Either way, I'm glad I've been able to get at least three of the four candies this year.  They're such cute collectibles.


----------



## Lavandula (Oct 30, 2014)

Mayor Leaf said:


> Feel like altering the code for the shop would be more trouble than it's worth. If ya got a candy congrats, if ya didn't oh well ?\_(ツ)_/?



"if ya got *a* candy" XD, more like several! So oh well to those who didn't get *a* candy because of that.


----------



## g u a v a (Oct 30, 2014)

Lavandula said:


> "if ya got *a* candy" XD, more like several! So oh well to those who didn't get *a* candy because of that.



Regardless, I just think people are too invested in these collectibles. Sure they're fun and a memento of a time and whatnot but it is what it is~ If you didn't get one then there's the marketplace. It's how I got all of my collectibles ?\_(ツ)_/?


----------



## Ayaya (Oct 30, 2014)

Mayor Leaf said:


> Regardless, I just think people are too invested in these collectibles. Sure they're fun and a memento of a time and whatnot but it is what it is~ If you didn't get one then there's the marketplace. It's how I got all of my collectibles ?\_(ツ)_/?



Not everyone has enough TBT to buy them tho, so the best chance is to get them at restock :/


----------



## Lavandula (Oct 30, 2014)

Mayor Leaf said:


> Regardless, I just think people are too invested in these collectibles. Sure they're fun and a memento of a time and whatnot but it is what it is~ If you didn't get one then there's the marketplace. It's how I got all of my collectibles ?\_(ツ)_/?



Yes, but there should still be a limit and more time to react if it's showing in your cart. It really isn't fair that I pay like hundreds in TBT for a candy that JUST went for way less than that. All due to bulk purchasing. I don't find that fair, and I think more people should have an opportunity to get one.


----------



## Maruchan (Oct 30, 2014)

(A bit late to the discussion but oh well...)
I really like Sholee's idea, and what Obilvia suggested.
Everything else have been stated by mostly everyone in previous posts.


----------



## LambdaDelta (Oct 31, 2014)

I get the feeling this wouldn't even be possible per the shop's coding unless they got someone to recode it

but its not a bad idea nonetheless


----------



## BiggKitty (Oct 31, 2014)

I have previously suggested that all collectibles are limited to only one per person from the shop, however unlike the birthstones, members if they wish to collect more, are able to buy and sell freely in the marketplace, not limited to only owning one of a type.
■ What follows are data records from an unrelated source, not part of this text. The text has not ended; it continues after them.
PR #124, opened 2015-03-22
use commit -a to add unstaged files when committing

yyyc514:


yyyc514:
Awesome!

divmain:
Thanks, this was a good find!

Issue #129, opened 2015-03-23
Error: maximum recursion depth exceeded in comparison


p3lim:
This error is shown in a panel every time a file without a source (e.g. opened from a zip) is opened or in the focused view.

The console shows a flood of the following error:

```
During handling of the above exception, another exception occurred:

Traceback (most recent call last):
  File "C:\Users\Administrator\AppData\Roaming\Sublime Text 3\Packages\GitSavvy\core\git_command.py", line 96, in git
    cwd=working_dir or self.repo_path,
  File "C:\Users\Administrator\AppData\Roaming\Sublime Text 3\Packages\GitSavvy\core\git_command.py", line 148, in repo_path
    return self._repo_path()
  File "C:\Users\Administrator\AppData\Roaming\Sublime Text 3\Packages\GitSavvy\core\git_command.py", line 173, in _repo_path
    throw_on_stderr=throw_on_stderr
  File "C:\Users\Administrator\AppData\Roaming\Sublime Text 3\Packages\GitSavvy\core\git_command.py", line 103, in git
    raise_error(e)
  File "C:\Users\Administrator\AppData\Roaming\Sublime Text 3\Packages\GitSavvy\core\git_command.py", line 84, in raise_error
    raise GitSavvyError(msg)
GitSavvy.core.git_command.GitSavvyError: maximum recursion depth exceeded in comparison

During handling of the above exception, another exception occurred:

Traceback (most recent call last):
  File "C:\Users\Administrator\AppData\Roaming\Sublime Text 3\Packages\GitSavvy\core\commands\status_bar.py", line 34, in run_async
    if not self.file_path or not self._repo_path(throw_on_stderr=False):
  File "C:\Users\Administrator\AppData\Roaming\Sublime Text 3\Packages\GitSavvy\core\git_command.py", line 173, in _repo_path
    throw_on_stderr=throw_on_stderr
  File "C:\Users\Administrator\AppData\Roaming\Sublime Text 3\Packages\GitSavvy\core\git_command.py", line 103, in git
    raise_error(e)
  File "C:\Users\Administrator\AppData\Roaming\Sublime Text 3\Packages\GitSavvy\core\git_command.py", line 84, in raise_error
    raise GitSavvyError(msg)
GitSavvy.core.git_command.GitSavvyError: maximum recursion depth exceeded in comparison
```

yyyc514:
I could look at this is anyone knew how to easily reproduce on Mac platform.

p3lim:
[...]

Issue #128, opened 2015-03-23
GitSavvy views won't open if no tabs are present


alextegelid:
For example the status view won't open unless I open one or more files in tabs. Executing the "git: status" command outputs this in console

```
Traceback (most recent call last):
  File "/Applications/Sublime Text.app/Contents/MacOS/sublime_plugin.py", line 526, in run_
    return self.run()
  File "/Users/alex/Library/Application Support/Sublime Text 3/Packages/GitSavvy/core/interfaces/status.py", line 97, in run
    repo_path = self.repo_path
  File "/Users/alex/Library/Application Support/Sublime Text 3/Packages/GitSavvy/core/git_command.py", line 148, in repo_path
    return self._repo_path()
  File "/Users/alex/Library/Application Support/Sublime Text 3/Packages/GitSavvy/core/git_command.py", line 163, in _repo_path
    file_dir = os.path.dirname(file_path)
  File "./posixpath.py", line 151, in dirname
AttributeError: 'NoneType' object has no attribute 'rfind'
```

Might this have something to do with reusing gitsavvys tabs if present? Maybe that function needs to check if any tabs are open before trying to reuse them. I'm not familiar with ST plugin development, so this is just a guess ;)

yyyc514:
Try PR #130

alextegelid:
Thanks! I'll wait for @divmain to merge it.

divmain:
@alextegelid, this should be fixed in master, along with #129.  Please let me know if you encounter any issues.

alextegelid:
Thanks! I'll continue to keep an eye open for further issues. Thanks again for writing this

PR #130, opened 2015-03-23
fix: repo_path broken for window with no files open

yyyc514:


yyyc514:
Or should i push this down into file_path?

core/git_command.py
```diff
@@ -159,7 +159,9 @@ def _repo_path(self, throw_on_stderr=True):
         repo_path = view.settings().get("git_savvy.repo_path")
 
         if not repo_path:
-            file_path = self.file_path
+            # if we are in an empty tab for a project self.file_path may
+            # return None in which case we check the windows folder
+            file_path = self.file_path or self.window.folders()[0]
```
divmain: If you look a few lines down, the window's folders are already checked.  The issue in #128 is that the method is that `None` is passed to a method that expected a string.  I've just pushed a fix for #128 and #129.

yyyc514: Yeah, I didn't spend enough time looking.

PR #1133, opened 2016-05-06
Update kafo to 0.8.1

ares:


domcleal:
Could you also delete the patch fix_require_in_add_progress.diff?  I think it's obsolete with the inclusion of #14941.

ares:
I removed the patch from all versions

domcleal:
Thanks, though I think you also need to remove it from dependencies/*/kafo/patches/series or the build may fail.

ares:
Right, here it is.

mmoll:
working fine here on jessie, merged, díky @ares!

This would ensure fairer distribution and hopefully put an end to most of the dissatisfaction caused by current methods. The introduction of a separate shop appears to have caused extreme lagging problems, the amount of lying and cheating and general unpleasant behaviour surely should not be encouraged for future events.

Another thought would be to add unlimited stock, again only one able to be bought from the shop, but like the candies available only for a short period.

Members would be able to trade peacefully on the market for extra collectibles and there would no longer be the animosity over one person being able to grab most of a restock.


----------



## Danielkang2 (Oct 31, 2014)

I absolutely love the idea of no cart.


----------



## Alienfish (Oct 31, 2014)

Yes, so much this.

Or prevent people from buying like 20 candies at once so everyone has a chance

*activates flame shield*


----------



## Skyfall (Oct 31, 2014)

At the risk of being flamed, I will also throw another idea out there.  (And again, this is a thought exercise, it's not fully formed but might make for an interesting discussion).

Make everything stocked, all the time, in unlimited amounts.  But, make "rare" collectibles super expensive.  

So for example, make the yellow letter like 5,000 TBT.  It just occurred to me as I type this that that might kill the marketplace.  Hmm...

But, we can still have trading because things like eggs and candies are available only a limited amount of days out of the entire year.  And of course, feathers.  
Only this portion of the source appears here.